Delivery and Release Checklist
This checklist covers topics related to the delivery of software into production.
Have we arrived at a shipping / release cycle that is suitable?
Different application types call for different release cycles. Live services can have incremental rollouts of bugfixes without much ceremony, and therefore can be much more iterative. Large software packages require far more release planning and market communication, however a regular release cycle (calendar releases) allows the organisation to organise itself around predictable timeframes.
Prefer regular releases to full blown continuous deployment/delivery into production (releasing every change into the full production traffic). Releases are an opportunity to group major feature deliverables across multiple teams into release notes. Continuous deployment into a staged environments is fine but continous delivery into production is overly risky and probably unnecessary. Continuously deliver into a production-like environment then release or otherwise phase in the new release once it’s ready (performance/regression testing complete). Don’t be too zealotic about the continuous delivery mantra.

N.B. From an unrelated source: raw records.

PR #6885, opened 2025-09-01
profiles: organize blacklist sections as per profile.template

kmk3:
On each profile, ensure that the `blacklist` section is right above the
`include disable` section.

See etc/templates/profile.template.

Misc: This appears to affect about a third of the profiles that contain
`blacklist` entries:

    $ git grep -El '^#?blacklist ' -- etc/profile* | wc -l
    158
    $ git diff --name-only f1381b342 | wc -l
    49

Kind of relates to commit 04efbb276 ("profiles: replace x11 socket
blacklist with disable-X11.inc", 2024-03-22) / PR #6286.

### DIFF
--- a/etc/profile-a-l/agetpkg.profile
+++ b/etc/profile-a-l/agetpkg.profile
@@ -7,11 +7,11 @@ include agetpkg.local
 # Persistent global definitions
 include globals.local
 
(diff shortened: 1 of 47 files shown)


kmk3:
Cc: @rusty-snake

PR #6920, opened 2025-10-01
profiles: blink-common-hardened: disable noroot to fix saving files

lucasmz-dev:


kmk3 (commented):
Any idea if the saving files issue is related to the following?

* #6906

Does the following work without disabling `noroot`?

* https://github.com/netblue30/firejail/issues/6906#issuecomment-3316349578

lucasmz-dev:
I'm not sure but those did not work. I am using KDE, notably. Let me see what I can find in a VM (of GNOME)

lucasmz-dev:
Note: It doesn't crash or nothing, literally nothing happens! Nothing new in logs for the app either

lucasmz-dev:
Also does not work in GNOME

lucasmz-dev:
`ignore noroot` works to solve the issue in GNOME as well

kmk3:
Thanks for all the details.

The code looks good, but can you clarify what "breaks saving files" mean?

> Note: It doesn't crash or nothing, literally nothing happens! Nothing new in
> logs for the app either

So the file dialog simply does not appear when it should (such as when using
Ctrl+S)?

Is there anything in `dmesg` (such as seccomp violations)?

> I'm not sure but those did not work. I am using KDE, notably. Let me see what
> I can find in a VM (of GNOME)

AFAICT, the glycin/bwrap issue affects all programs that use gdk-pixbuf2,
even when using other DEs.

rusty-snake:
noroot breaks portals. Maybe not all implementation in all versions but at least some. (#6048)

lucasmz-dev:
It does seem like it is using Portals. The file picker and stuff shows stuff that the sandbox would not be able to access.

Issue #3843, opened 2020-12-21
use sandbox name as xephyr window title


pszxzsd:
Currently Xephyr windows are always named "firejail x11 sandbox" even if a sandbox name is supplied. It seems the name already is used for Xpra, it would be great if the same was applied to Xephyr.

Additionally I would suggest to prepend the sandbox name before any fixed string because desktop taskbars usually cut off long windows titles at the end.

Issue #1983, opened 2018-06-08
An indication to know if a program is Sandboxed


Logmytech:
Almost all Windows based sandboxing programs show an Indication that the program is Sandboxed.

# in Window title #
Window border colors like Red, Yellow, Green, Purple.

What criteria do we have to understand if the user experience is good? Are we continuously monitoring the critiera?
How do we know that the users are getting a good experience? Are they able to execute their user-stories with low latency responses, does a journey involve fewer than X interactions / request? Take time to workout what success means and monitor it.
Are we taking false positives seriously?
Teams will become quickly desensitized to an alerting system that over-alerts. Measure the number of false positives and report on them. Dedicate time to reducing them since they have a large negative effect on the effectiveness of the alerting system.
Is the system health highly visible at all times?
So called information radiators are excellent ways to keep teams alert to system health. (TODO: Remote teams?)
Can we support version roll-back? Is this tested and proven?
Rolling back is as important as rolling forward. Do we know which revision was previously in production/released Do we all understand how to quickly roll-back a production service? Which dependencies also need to be rolled back and in which order?
Do we support both forward and backward compatibility on every change?
Backwards compatibility is a design that is compatible with previous versions of itself. Does the new version break an older dependency, such as a client? Forwards compatibility is a design that’s compatible with future versions of itself. Does the release accept additional data/parameters without balking?
If the answer is no to any of these we must be sure to understand why.
Do we have a process in place to catch performance and capacity degradations in new releases?
How do we know that the new release doesn’t introduct performance problems across its various deployment scenarios? Do we have a non-functional testing phase that covers
Are we running tests using real data?
Synthetic data is notoriously poor and simulating production traffic.
Do we have (and run) system-level acceptance tests?
Do we have an environment that lets us test at scale, with the same data collection and mining techniques using in production?
Are we continuously delivering software using CI software (Jenkins/Travis)?
Are we monitoring pipeline statistics and reporting on failure frequency and broken build durations?